4. Control of speaking rhythm
In this section, I explain how the speaking rhythm of an English sentence spoken by a native Japanese speaker is converted into the rhythm of a native English speaker (Fig. 5). First, both native Japanese and native English speakers read the same English sentence (e.g., “Rice is often served in round bowls”.) Next, NTD is applied to extract frequency information AJ and temporal information FJ from the vocal-tract spectrum of the native Japanese speaker and to extract AE and FE from that of the native English speaker. I substitute FE for FJ to obtain a vocal-tract spectrum with the pronunciation of native Japanese speaker AJ and the rhythm of native English speaker FE. Finally, speech signals are generated from the vocal-tract spectrum and source signals. The generated speech signal in Fig. 5 appears to be time-compressed speech, in which the temporal characteristics of the speech signal are altered by reducing its duration without affecting the frequency characteristics. However, the temporal pattern in “bowls” (red square in Fig. 5) differs between the Japanese and English native speakers; the duration of “ow” for the English speaker is much longer than that for the Japanese speaker. This indicates that the technique is effective for controlling the English speaking rhythm of the native Japanese speaker. Feedback from native English speakers indicated that this speaking-rhythm-controlled speech signal using a personal computer was easier to understand.
5. Future prospects
Speech translation systems using another person’s voice can also assist native Japanese speakers when they are communicating verbally in English. However, the opportunities for speech communication in English using one’s own voice rather than another person’s voice are expected to increase owing to the fact that English has been a required subject in elementary schools since 2011 in Japan.
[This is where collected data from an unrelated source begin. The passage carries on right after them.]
PR #668, opened 2016-12-13
MODULES-1748 Handle negative physdev-is-bridged

bmjen:
With an iptables line like this:

-A FORWARD -m physdev ! --physdev-is-bridged -j REJECT \
--reject-with icmp-host-prohibited

You'd get:

Parser error: physdev_is_bridged was meant to be a
boolean but received value: REJECT.

* The pre-cludge regex's were being over greedy and taking -j as
part of the quoted value.
* I allowed @known_booleans to also be "!" - perhaps this could
be done better tho.
* I also added physdev_is_bridged to the rules that can be prefixed
with a "!".

Conflicts:
	spec/fixtures/iptables/conversion_hash.rb

### DIFF
--- a/lib/puppet/provider/firewall/iptables.rb
+++ b/lib/puppet/provider/firewall/iptables.rb
@@ -367,6 +367,8 @@ Puppet::Type.type(:firewall).provide :iptables, :parent => Puppet::Provider::Fir
     end
     # we do a similar thing for negated address masks (source and destination).
     values = values.gsub(/(-\S+) (!)\s?(\S*)/,'\1 "\2 \3"')
+    # catch negated rules with two values
+    values = values.gsub(/(!)\s*(-\S+)\s*-/, '\2 "\1" -')
     # the actual rule will have the ! mark before the option.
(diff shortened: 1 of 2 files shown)


bmjen:
Closes #618

tphoney:
@bmjen can you have a look ?

mhutter:
What's up with this one?

lib/puppet/provider/firewall/iptables.rb
```diff
@@ -367,6 +367,8 @@ def self.rule_to_hash(line, table, counter)
     end
     # we do a similar thing for negated address masks (source and destination).
     values = values.gsub(/(-\S+) (!)\s?(\S*)/,'\1 "\2 \3"')
+    # catch negated rules with two values
+    values = values.gsub(/(!)\s*(-\S+)\s*-/, '\2 "\1" -')
```
mhutter: @bmjen this changes
```
-m addrtype ! --src-type LOCAL
```
to
```
-m addrtype --src "!" -type LOCAL
```

Is this intended?

PR #669, opened 2016-12-14
(FM-5972) gettext and spec.opts

eputnam:


hunner:
https://github.com/puppetlabs/modulesync_configs/pull/114
https://github.com/puppetlabs/modulesync_configs/pull/112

This technique will be useful in practical applications such as communicating in English via teleconferences, public speaking, and using mobile phones. However, the technique cannot change the speaking rhythm of a sentence unless there is already a sample of the same sentence that has been read before. Thus, to become widely used, it will be necessary to model event functions between languages. I hope that this technique will eventually alleviate the burden involved in communication using non-native languages.